Compute $P(B_{t}>0,B_{s}>0)$ where $B$ is a standard Brownian motion

Question

Compute $P(B_{t}>0,B_{s}>0)$ for $t >s$ where $B$ is a standard BM

My attempt:

$P(B_{t}>0,B_{s}>0)=P(B_{t}-B_{s}+B_{s}>0,B_{s}>0)$ and now considering $X:=B_{t}-B_{s}\sim \mathcal{N}(0,t-s)$ and $Y:=B_{s}\sim\mathcal{N}(0,s)$ such that for $\xi$, $\eta$ standard normal iid random variables we have $X=\sqrt{t-s}\xi$ and $\sqrt{s}\eta$ such that we obtain:

$$ P(B_{t}-B_{s}+B_{s}>0,B_{s}>0)=P( \sqrt{t-s}\xi+\sqrt{s}\eta>0,\sqrt{s}\xi>0)=P( \sqrt{t-s}\xi+\sqrt{s}\eta>0,\xi>0)$$

Now if I want to switch the above into polar coordinates I have:

$$\{(r,\theta):\; \sqrt{t-s}r\cos(\theta)+\sqrt{s}r\sin(\theta)>0,r\cos(\theta)>0\}=\{(r,\theta):\; \sqrt{t-s}r\cos(\theta)+\sqrt{s}r\sin(\theta)>0,\theta \in (-\pi/2,\pi/2)\}\\ = \{(r,\theta):\; -\frac{\sqrt{t-s}}{\sqrt{s}}<\tan(\theta),\theta \in (-\pi/2,\pi/2)\} = \{(r,\theta):\; \arctan(-\frac{\sqrt{t-s}}{\sqrt{s}})<\theta,\theta \in (-\pi/2,\pi/2)\}$$

This looks rather ugly, am I on the right path?

Answer 1

Use the following fact about the bivariate normal distribution: If $X$ and $Y$ are bivariate normal with mean $0$ and correlation $\rho$, then $$P(X >0,Y>0) = \frac14 + \frac{1}{2\pi} \cdot\arcsin(\rho).$$ The link assumes $X$ and $Y$ have mean zero and standard deviation $1$, but the same result holds with arbitrary standard deviations.
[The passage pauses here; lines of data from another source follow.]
PR #337, opened 2023-12-12
New Worker Versioning API

ShahabT:
**What changed?**
- Deprecating `UpdateWorkerBuildIdCompatibility` and `GetWorkerBuildIdCompatibility` and replacing them with `UpdateWorkerVersioningRules` and `ListWorkerVersioningRules`.
- Deprecating the concept of Version Set and "default Version Set", replacing them with more flexible `BuildIdAssignmentRule` and `CompatibleBuildIdRedirectRule` concepts.
- The assignment rules assign a Build ID to new (Unassigned) Workflow Executions and Activities.
- The redirect rules are only used in context of compatible Build IDs. These rules apply to tasks assigned to a particular Build ID (`source_build_id`) to redirect them to another compatible Build ID (`target_build_id`).

**Why?**
- Be able to support **Gradual rollout** for Canary, Blue/Green, Rolling deployments (and alike)
    - Rolling:  ability to send new and/or existing executions to the new build based on the worker count of new vs old build.
    - Blue/Green: ability to send a particular percentage of the new executions to the new build
    - Canary: ability to filter new executions based on “VersioningHint” Search Attribute set by Starter
- Version Set is not the right abstraction for the Build ID compatibility relationships, replaced it with `CompatibleBuildIdRedirectRule` which:
    - Do not loose the directionality: a redirect is from a source Build ID to a target Build ID
    - Are removable (useful in cases that the compatibility was claimed by mistake)
    - Are more powerful: redirect rules support worker-ratio-based ramps. Other ramp types, dry run mode, and filter can be added in the future.
- Making the API Incompatible-first: The primary beneficiary of WV are use cases with presumed-incompatible build IDs because WV frees them from caring about compatibility. They should be able to use WV without having to learn or think about Version Sets which currently takes the center stage of the API. Now these use cases can use `BuildIdAssignmentRule` with independent Build IDs.

**Breaking changes**
The `UpdateWorkerBuildIdCompatibility` and `GetWorkerBuildIdCompatibility` become deprecated, but supported for one version beside the new API.

### DIFF
--- a/temporal/api/common/v1/message.proto
+++ b/temporal/api/common/v1/message.proto
@@ -92,12 +92,6 @@ message ActivityType {
     string name = 1;
 }
 
-message KeywordFilter {
-    // It's possible to either allow-list or block-list some hints.
-    repeated string include = 1;
-    repeated string exclude = 2;
-}
-
 // How retries ought to be handled, usable by both workflows and activities
 message RetryPolicy {
     // Interval of the first retry. If retryBackoffCoefficient is 1.0 then it is used for all retries.
--- a/temporal/api/common/v1/message.proto
+++ b/temporal/api/common/v1/message.proto
@@ -92,6 +92,12 @@ message ActivityType {
     string name = 1;
 }
 
+message KeywordFilter {
+    // It's possible to either allow-list or block-list some hints.
+    repeated string include = 1;
+    repeated string exclude = 2;
+}
+
 // How retries ought to be handled, usable by both workflows and activities
 message RetryPolicy {
     // Interval of the first retry. If retryBackoffCoefficient is 1.0 then it is used for all retries.
--- a/temporal/api/taskqueue/v1/message.proto
+++ b/temporal/api/taskqueue/v1/message.proto
@@ -166,9 +166,9 @@ message BuildIdReachability {
 message BuildIdAssignmentRule {
     string target_build_id = 1;
 
-    // Filter executions based on the "VersioningHint" Search Attribute set by the Starter
-    // or parent Workflow.
-    temporal.api.common.v1.KeywordFilter hint_filter = 2;
+    // Filter executions based on the "VersioningHint" Search Attribute set by
+    // the Starter or parent Workflow.
+    string hint_filter = 2;
 
     // Among the tasks that match the hint filter, only this percentage of them
     // to be sent to the target Build ID. The sampling decisions is
@@ -220,12 +220,4 @@ message CompatibleBuildIdRedirectRule {
     // This option can be used only on "terminal" Build IDs (the ones not used
     // as source in any redirect rules).
     bool contingent_on_worker_availability = 3;
-
-    // (For the future)
-    // In this mode, the Workflow Tasks will be sent to both source and target
-    // Build IDs, but the tasks sent to the target Build ID are marked as
-    // "dry run". Workers will process dry run tasks only for the purpose of
-    // verifying compatibility, without causing any mutation to the execution.
-    // Dry run redirect rules do not apply to Activity Tasks.
-    // bool dry_run_mode = 4;
 }
--- a/temporal/api/taskqueue/v1/message.proto
+++ b/temporal/api/taskqueue/v1/message.proto
@@ -112,6 +112,14 @@ message BuildIdReachability {
     repeated TaskQueueReachability task_queue_reachability = 2;
 }
 
+message RampByPercentage {
+    // Acceptable range is [0,100].
+    float ramp_percentage = 1;
+}
+
+message RampByWorkerRatio {
+}
+
 // These rules assign a Build ID to Unassigned Workflow Executions and
 // Activities.
 //
@@ -145,14 +153,15 @@ message BuildIdReachability {
 //      Attribute. This is useful for Canary deployments, for example, when
 //      only the executions with `VersioningHint="canary"` should be sent to
 //      the new Build ID.
-//    - And/or setting a `ramp_percentage` value. This is useful for gradual
-//      shift of the traffic To the new Build ID in Blue/Green deployments and
-//      alike.
-//
-// Additionally, the rule can be contingent upon the availability of target
-// Workers. This is useful for rolling deployments, when the gradual shift of
-// traffic to the new Build ID is driven by the gradual upgrade of the Workers,
-// rather than a `ramp_percentage` value.
+//    - And/or setting a "ramp". This is useful for gradual shift of the
+//      traffic To the new Build ID. An assignment rule can have one of the
+//      following ramps:
+//      - Ramp by percentage: suitable for Blue/Green and similar deployments,
+//        when you want to send a certain percentage of traffic to the new
+//        Build ID.
+//      - Ramp by worker ratio: suitable for rolling deployments, when you want
+//        to shift more traffic to the new Build ID as the workers being
+//        gradually upgraded.
 //
 // When there are multiple assignment rules for a Task Queue, the rules are
 // evaluated in order, starting from index 0. The first applicable rule will be
@@ -170,17 +179,21 @@ message BuildIdAssignmentRule {
     // the Starter or parent Workflow.
     string hint_filter = 2;
 
-    // Among the tasks that match the hint filter, only this percentage of them
-    // to be sent to the target Build ID.
-    // The default ramp value is 100. The valid range is [0-100].
-    float ramp_percentage = 3;
-
-    // This option is intended for rolling deployments. When enabled, we try
-    // immediate dispatch to the target Build ID. If no poller is available, we
-    // skip this rule for the task at hand.
+    // If a ramp is provided, the tasks that match the hint filter will be
+    // subject to the given ramp.
     // This option can be used only on "terminal" Build IDs (the ones not used
     // as source in any redirect rules).
-    bool contingent_on_worker_availability = 4;
+    oneof ramp {
+        // This ramp is useful for gradual Blue/Green deployments (and similar)
+        // where you want to send a certain portion of the traffic to the target
+        // Build ID.
+        RampByPercentage percentage_ramp = 3;
+        // This option is intended for rolling deployments. The ramp percentage
+        // is automatically set as the ratio of the target Build ID's active
+        // workers over all active workers for any Build ID used in the
+        // assignment rules.
+        RampByWorkerRatio worker_ratio_ramp = 4;
+    }
 }
 
 // These rules apply to tasks assigned to a particular Build ID
@@ -196,8 +209,8 @@ message BuildIdAssignmentRule {
 //    newer one.
 //  - Need to hotfix some broken or stuck Workflow Executions.
 //
-// Similar to the assignment rules, redirect rules can be contingent upon the
-// availability of target Workers, which is useful for rolling deployments.
+// Similar to assignment rule, redirect rules support ramp by worker ratio.
+// They do not currently support ramp by percentage.
 //
 // In steady state, redirect rules are beneficial when dealing with old
 // Executions ran on now-decommissioned Build IDs:
@@ -206,15 +219,16 @@ message BuildIdAssignmentRule {
 //    (compatible) Build ID.
 //
 // Redirect rules can be chained, but only the last rule in the chain can have
-// the `contingent_on_worker_availability` options enabled.
+// a ramp.
 message CompatibleBuildIdRedirectRule {
     string source_build_id = 1;
     string target_build_id = 2;
 
-    // This option is intended for rolling deployments. When enabled, we try
-    // immediate dispatch to the target Build ID. If it has no available
-    // pollers, we fallback to the source Build ID.
-    // This option can be used only on "terminal" Build IDs (the ones not used
-    // as source in any redirect rules).
-    bool contingent_on_worker_availability = 3;
+    // Only the last redirect rule in a chain can have a ramp.
+    oneof ramp {
+        // This option is intended for rolling deployments. When this field is
+        // provided, we redirect a fraction of tasks proportional to the ratio
+        // of the target Build ID's active workers over the .
+        RampByWorkerRatio worker_ratio_ramp = 3;
+    }
 }
--- a/temporal/api/taskqueue/v1/message.proto
+++ b/temporal/api/taskqueue/v1/message.proto
@@ -111,3 +111,121 @@ message BuildIdReachability {
     // Reachability per task queue.
     repeated TaskQueueReachability task_queue_reachability = 2;
 }
+
+// These rules assign a Build ID to Unassigned Workflow Executions and
+// Activities.
+//
+// Specifically, assignment rules are applied to the following Executions or
+// Activities when they are scheduled in a Task Queue:
+//    - Generally, any new Workflow Execution, except:
+//      - Child Workflows started without overriding their Task Queue or
+//        assignment status.
+//      - Continue-As-New Executions started without overriding assignment
+//        status.
+//      - Workflow Executions started Eagerly.
+//    - An Activity that is scheduled on a Task Queue different from the one
+//      their Workflow runs on, without overriding assignment status.
+//
+// In absence of (applicable) redirect rules (`CompatibleBuildIdRedirectRule`s)
+// the task will be dispatched to Workers of the Build ID determined by the
+// assignment rules. Otherwise, the final Build ID will be determined by the
+// redirect rules.
+//
+// When using Worker Versioning, in the steady state, for a given Task Queue,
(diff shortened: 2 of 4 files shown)


temporal/api/common/v1/message.proto
```diff
@@ -92,6 +92,12 @@ message ActivityType {
     string name = 1;
 }
 
+message KeywordFilter {
```
bergundy, line 95: I would strongly recommend we use search attributes for this and would also prefer if we don't introduce this in the initial version of this API to minimize the scope.

temporal/api/workflowservice/v1/request_response.proto
```diff
@@ -1169,6 +1169,120 @@ message GetWorkerBuildIdCompatibilityResponse {
     repeated temporal.api.taskqueue.v1.CompatibleVersionSet major_version_sets = 1;
 }
 
+
+// (-- api-linter: core::0134::request-mask-required=disabled
+//     aip.dev/not-precedent: UpdateNamespace RPC doesn't follow Google API format. --)
+// (-- api-linter: core::0134::request-resource-required=disabled
+//     aip.dev/not-precedent: GetWorkerBuildIdCompatibilityRequest RPC doesn't follow Google API format. --)
+message UpdateWorkerVersioningRulesRequest {
```
bergundy, line 1177: If you're using indices here, you'll want to protect from concurrent operations.

You should include the "current" version of the rules in this request.

temporal/api/workflowservice/v1/request_response.proto
```diff
@@ -1169,6 +1169,120 @@ message GetWorkerBuildIdCompatibilityResponse {
...
+}
+
+message ListWorkerVersioningRulesRequest {
+    string namespace = 1;
+    string task_queue = 2;
+
+    // Use this option to list rules only related to particular Build IDs.
+    repeated string build_ids = 3;
+}
+message ListWorkerVersioningRulesResponse {
```
bergundy, line 1280: Return the version here so it can be used in the update API.

temporal/api/workflowservice/v1/request_response.proto
ShahabT: yes, I was planning to add that in a future PR, but I'll add it in this one from the beginning.

temporal/api/common/v1/message.proto
ShahabT: we'll use search attributes. this is to be able to filter based on those search attributes. Given that the search attribute eliminates the extra SDK side work for this feature, I though we can add it to initial version to have a stronger message for supporting canary deployments. but I'm open to commenting it out rn and add it later.

cretz, line 95: This is a very generic message name in a very generic proto package for a very specific use. Could you consider just making it a sub-message in the only place it is used? It is a compatible move for us to extract later if needed. Alternatively could just accept a visibility query and require it only specify the SA you allow.

temporal/api/common/v1/message.proto
```diff
@@ -92,6 +92,12 @@ message ActivityType {
...
+    // It's possible to either allow-list or block-list some hints.
```
cretz, line 96: In filters that provide includes and excludes, documentation should clarify which takes precedence (or that a value cannot be in both)

temporal/api/taskqueue/v1/message.proto
```diff
@@ -111,3 +111,121 @@ message BuildIdReachability {
...
+    string target_build_id = 2;
+
+    // This option is intended for rolling deployments. When enabled, we try
+    // immediate dispatch to the target Build ID. If it has no available
+    // pollers, we fallback to the source Build ID.
+    // This option can be used only on "terminal" Build IDs (the ones not used
+    // as source in any redirect rules).
+    bool contingent_on_worker_availability = 3;
+
+    // (For the future)
```
cretz, line 224: Can we leave this out of the repo and track it elsewhere instead of commented out fields?

temporal/api/workflowservice/v1/request_response.proto
```diff
@@ -1169,6 +1169,120 @@ message GetWorkerBuildIdCompatibilityResponse {
...
+message UpdateWorkerVersioningRulesRequest {
+
+    // Inserts the rule to the list of assignment rules for this Task Queue.
+    // The rules are evaluated in order, starting from index 0. The first
+    // applicable rule will be applied and the rest will be ignored.
+    message InsertBuildIdAssignmentRule {
+        // Use this option to insert the rule in a particular index. By
+        // default, the new rule is inserted at the beginning of the list
+        // (index 0). If the given index is too larger the rule will be
+        // inserted at the end of the list.
```
cretz, line 1186: If I am expected to be able to mutate a server-maintained collection by index that I may have inspected via a "list" call, I need to be able to provide a some kind of conflict key or resource version or whatever to ensure it wasn't changed in the meantime

temporal/api/workflowservice/v1/request_response.proto
```diff
@@ -1169,6 +1169,120 @@ message GetWorkerBuildIdCompatibilityResponse {
...
+    //  3. Removes any *unconditional* assignment rule for other Build IDs.
+    //  4. Removes the `contingent_on_worker_availability` flag of any incoming
+    //     redirect rules to this Build ID.
+    message CommitBuildId {
+        string target_build_id = 1;
+
+        // To prevent committing invalid Build IDs, we reject the request if no
+        // pollers has been seen recently for this Build ID. Use the `force`
+        // option to disable this validation.
+        string force = 2;
```
cretz, line 1252: Why not a bool?

temporal/api/workflowservice/v1/request_response.proto
```diff
@@ -1169,6 +1169,120 @@ message GetWorkerBuildIdCompatibilityResponse {
...
+        DeleteBuildIdAssignmentRule delete_assignment_rule = 5;
+        AddCompatibleBuildIdRedirectRule insert_compatible_redirect_rule = 6;
+        ReplaceCompatibleBuildIdRedirectRule replace_compatible_redirect_rule = 7;
+        DeleteCompatibleBuildIdRedirectRule delete_compatible_redirect_rule = 8;
+        CommitBuildId commit_build_id = 9;
+    }
+}
+message UpdateWorkerVersioningRulesResponse {
+    reserved 1;
+    reserved "rule_index";
```
cretz, line 1270: Would prefer we did not commit reservations except for deprecations. Can track work elsewhere if this will be done in a future PR.

temporal/api/workflowservice/v1/request_response.proto
```diff
@@ -1169,6 +1169,120 @@ message GetWorkerBuildIdCompatibilityResponse {
...
+        InsertBuildIdAssignmentRule insert_assignment_rule = 3;
+        ReplaceBuildIdAssignmentRule replace_assignment_rule = 4;
+        DeleteBuildIdAssignmentRule delete_assignment_rule = 5;
+        AddCompatibleBuildIdRedirectRule insert_compatible_redirect_rule = 6;
+        ReplaceCompatibleBuildIdRedirectRule replace_compatible_redirect_rule = 7;
+        DeleteCompatibleBuildIdRedirectRule delete_compatible_redirect_rule = 8;
+        CommitBuildId commit_build_id = 9;
+    }
+}
+message UpdateWorkerVersioningRulesResponse {
```
cretz, line 1268:
```suggestion

message UpdateWorkerVersioningRulesResponse {
```

temporal/api/workflowservice/v1/request_response.proto
```diff
@@ -1169,6 +1169,120 @@ message GetWorkerBuildIdCompatibilityResponse {
     repeated temporal.api.taskqueue.v1.CompatibleVersionSet major_version_sets = 1;
 }
 
+
```
cretz, line 1172:
```suggestion
```

temporal/api/workflowservice/v1/request_response.proto
cretz, line 1280:
```suggestion

message ListWorkerVersioningRulesResponse {
```

temporal/api/taskqueue/v1/message.proto
```diff
@@ -111,3 +111,121 @@ message BuildIdReachability {
...
+
+    // Filter executions based on the "VersioningHint" Search Attribute set by the Starter
+    // or parent Workflow.
+    temporal.api.common.v1.KeywordFilter hint_filter = 2;
+
+    // Among the tasks that match the hint filter, only this percentage of them
+    // to be sent to the target Build ID. The sampling decisions is
+    // deterministic for a given Workflow Execution (i.e. given a fixed ramp
+    // value, the same decision will be made for a particular Workflow
+    // Execution no matter how many time it is tested against the ramp value).
```
dnr, line 177: Do we need to say this at all? Each execution is only "assigned" once, so it doesn't matter if it's deterministic or not.

temporal/api/workflowservice/v1/request_response.proto
```diff
@@ -1169,6 +1169,120 @@ message GetWorkerBuildIdCompatibilityResponse {
...
+        // the delete operation will be rejected. Set `force` to true to
+        // bypass this validation. An unconditional assignment rule:
+        //   - Has no hint filter
+        //   - Has 100% ramp
+        //   - Is not contingent on worker availability
+        bool force = 2;
+    }
+
+    // Adds the rule to the list of redirect rules for this Task Queue. There
+    // can be at most one redirect rule from each Build ID.
```
dnr, line 1218:
```suggestion
    // can be at most one redirect rule for each distinct Source Build ID.
```

temporal/api/workflowservice/v1/request_response.proto
```diff
@@ -1169,6 +1169,120 @@ message GetWorkerBuildIdCompatibilityResponse {
...
+    reserved 1;
+    reserved "rule_index";
+}
+
+message ListWorkerVersioningRulesRequest {
+    string namespace = 1;
+    string task_queue = 2;
+
+    // Use this option to list rules only related to particular Build IDs.
+    repeated string build_ids = 3;
```
dnr, line 1278: Why do we need this? Filtering the result will confuse things if we're using indexes. I'd rather always return all

temporal/api/taskqueue/v1/message.proto
ShahabT: the only time that the user would care about this seems in cases of two rules with different ramps but otherwise identical. In those cases, the lower ramp will be effectively ignored (one may think that the ramps will add, or may think the second ramp applies on the remainder of the first rule)

do you think we should clarify this or it's too stretched of a situation?

dnr: I think we should do it in the way we talked about, but don't have to document it here. (This comment doesn't even describe how separate ramps interact anyway.)

temporal/api/workflowservice/v1/request_response.proto
ShahabT: added `conflict_token`

temporal/api/workflowservice/v1/request_response.proto
ShahabT: added `conflict_token`

temporal/api/workflowservice/v1/request_response.proto
ShahabT: got rid of it. We can add it later if we want to.

temporal/api/common/v1/message.proto
ShahabT: removed this altogether

temporal/api/common/v1/message.proto
ShahabT: removed this message

cretz (approved):
NOTE: My approval is purely on syntax. Would appreciate not using it as the "SDK team approve" and get another, more-versioning-familiar SDK team member to provide logical approval.

temporal/api/taskqueue/v1/message.proto
```diff
@@ -111,3 +111,110 @@ message BuildIdReachability {
...
+//
+// In the event that no assignment rule is applicable on a task (or the Task
+// Queue is simply not versioned), the tasks will be sent to unversioned
+// workers, if available. Otherwise, they remain Unassigned, and will be
+// retried for assignment, or dispatch to unversioned workers, at a later time
+// depending on the availability of workers.
+message BuildIdAssignmentRule {
+    string target_build_id = 1;
+
+    // Filter executions based on the "VersioningHint" Search Attribute set by
```
bergundy, line 169: I thought we want to filter on any search attribute. Not on a specific one.

bergundy: Also a note against search attributes, we can use this to assign activity tasks.

bergundy: I think this feature requires more thought and I would remove it from the API entirely for now.

temporal/api/workflowservice/v1/service.proto
```diff
@@ -531,13 +533,26 @@ service WorkflowService {
...
         };
     }
 
+    // Allows updating the Build ID assignment and redirect rules for a given Task Queue.
+    // (-- api-linter: core::0127::http-annotation=disabled
+    //     aip.dev/not-precedent: We do yet expose versioning API to HTTP. --)
+    rpc UpdateWorkerVersioningRules (UpdateWorkerVersioningRulesRequest) returns (UpdateWorkerVersioningRulesResponse) {}
+
+    // Fetches the Build ID assignment and redirect rules for a Task Queue
+    rpc ListWorkerVersioningRules (ListWorkerVersioningRulesRequest) returns (ListWorkerVersioningRulesResponse) {
```
bergundy, line 550: I wonder if `Get` is a more appropriate verb than list here.
Our other list APIs imply pagination of identifiable objects.

bergundy:
Not sure if mentioned before, please do not merge this until the feature is implemented.

temporal/api/taskqueue/v1/message.proto
```diff
@@ -111,3 +111,124 @@ message BuildIdReachability {
...
+    oneof ramp {
+        // This ramp is useful for gradual Blue/Green deployments (and similar)
+        // where you want to send a certain portion of the traffic to the target
+        // Build ID.
+        RampByPercentage percentage_ramp = 3;
+        // This option is intended for rolling deployments. The ramp percentage
+        // is automatically set as the ratio of the target Build ID's active
+        // workers over all active workers for any Build ID used in the
+        // assignment rules.
+        RampByWorkerRatio worker_ratio_ramp = 4;
```
ShahabT, line 195: Changed this part to support a ramp based on worker count instead of the `contingent` mode. Feeding target build ID as much as it can could have undesired consequences. The ramp based on ratio of new vs old workers is better in the following ways:
    ◦ does not overwhelm new workers when they are not tuned well
    ◦ when operating with a lot of headroom, ramp % still remains close to upgrade %
    ◦ you don’t end up in a situation that more wfs are moved to the new build than it can really handle. For example, if wf pollers are plenty but activity pollers are not (which may often be the case) you’d still end up moving a lot of workflows without having capacity to process their activities.

temporal/api/workflowservice/v1/service.proto
ShahabT: I don't have an opinion. will wait to see what others have to say.

temporal/api/taskqueue/v1/message.proto
ShahabT: We'll do this at the very end. in the meanwhile we can finalize the design. the current thought is to use a pre-defined SA specific for this purpose.

For activities, maybe we can send the wf's hint to matching automatically. not sure if there is any need to set a different hint for the activity when it comes to deployment use cases.

temporal/api/taskqueue/v1/message.proto
```diff
@@ -111,3 +111,110 @@ message BuildIdReachability {
...
+// Queue is simply not versioned), the tasks will be sent to unversioned
+// workers, if available. Otherwise, they remain Unassigned, and will be
+// retried for assignment, or dispatch to unversioned workers, at a later time
+// depending on the availability of workers.
+message BuildIdAssignmentRule {
+    string target_build_id = 1;
+
+    // Filter executions based on the "VersioningHint" Search Attribute set by
+    // the Starter or parent Workflow.
+    string hint_filter = 2;
```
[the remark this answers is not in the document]
ShahabT: the idea is to have a pre-defined SA such as "VersioningHint" that user can use. History sends only that SA to matching (if present). If we support any SA, then History has to send all the SA's to matching.

ShahabT:
API Changes merged from versioning-2 feature branch to main in #393

PR #339, opened 2023-12-19
Expose CancelRequested boolean in WorkflowExecutionInfo

carlydf:
**What changed?**
Add CancelRequested boolean to WorkflowExecutionInfo message

Because there was previously no way to see whether a cancellation was requested, even though the server already tracks that internally. You could only see whether the cancel had finished via the WorkflowExecutionStatus, but that left the case where the cancel was requested but not completed ambiguous.

Fixes https://github.com/temporalio/temporal/issues/1018

I don't think so, since it's a new field, not a removed field. If it's blank, the value will just be false.


temporal/api/workflow/v1/message.proto
```diff
@@ -57,6 +57,7 @@ message WorkflowExecutionInfo {
     int64 history_size_bytes = 15;
     // If set, the most recent worker version stamp that appeared in a workflow task completion
     temporal.api.common.v1.WorkerVersionStamp most_recent_worker_version_stamp = 16;
+    bool cancel_requested = 17;
```
yycptt, line 60: This message is also used by List workflow APIs, will we populate this field for List APIs as well from visibility records (probably need a new search attribute for that)?

cretz: Agreed ,this should come back from list as well (not sure a new search attribute is needed though, can just persist with the rest of the info I think)

carlydf: would i have to add this as a field in the `executions_visibility` table? I'm working on adding the field to the visibility record structs in the temporal repo, but honestly I'm kind of lost

alexshtin: Do we want to index it or just store for consistency? I can't find good scenario for "give me all workflows that got cancel request but haven't processed it yet".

So your problem reduces to finding the correlation between $B_t$ and $B_s$. (Your calculation replicates the derivation of the above equation, but obscures the generality of this fact.)

Answer 2

I provide a solution without using changing of variables to polar coordinate (which doesn't lead to a solution IMHO) \begin{align} P(B_t >0, B_s>0) &= E(\mathbb{I}_{B_s>0}\mathbb{I}_{B_t>0}) \\ &= E(\mathbb{I}_{B_s>0}\mathbb{I}_{(B_t - B_s)+B_s>0}) \\ &= E\left(E(\mathbb{I}_{B_s>0}\mathbb{I}_{(B_t - B_s)+B_s>0}|\mathcal{F}_s)\right)\\ &= E\left(\mathbb{I}_{B_s>0}E(\mathbb{I}_{(B_t - B_s)>-B_s}|\mathcal{F}_s)\right)\\ &= E\left(\mathbb{I}_{B_s>0}P(\sqrt{t-s}\mathcal{N}(0,1)>-B_s|\mathcal{F}_s)\right)\\ &= E\left(\mathbb{I}_{B_s>0}\Phi(\frac{B_s}{\sqrt{t-s}})\right)\\ &= E\left(\mathbb{I}_{X>0}\Phi(\sqrt{s}\frac{X}{\sqrt{t-s}})\right)\\ &= \color{red}{\int_0^{+\infty}\Phi\left( \sqrt{\frac{s}{t-s}}x \right)\varphi(x)dx}\\ \end{align}

where $X \sim \mathcal{N}(0,1)$, $\Phi(x)$ and $\varphi(x)$ are CDF and density function of $\mathcal{N}(0,1)$.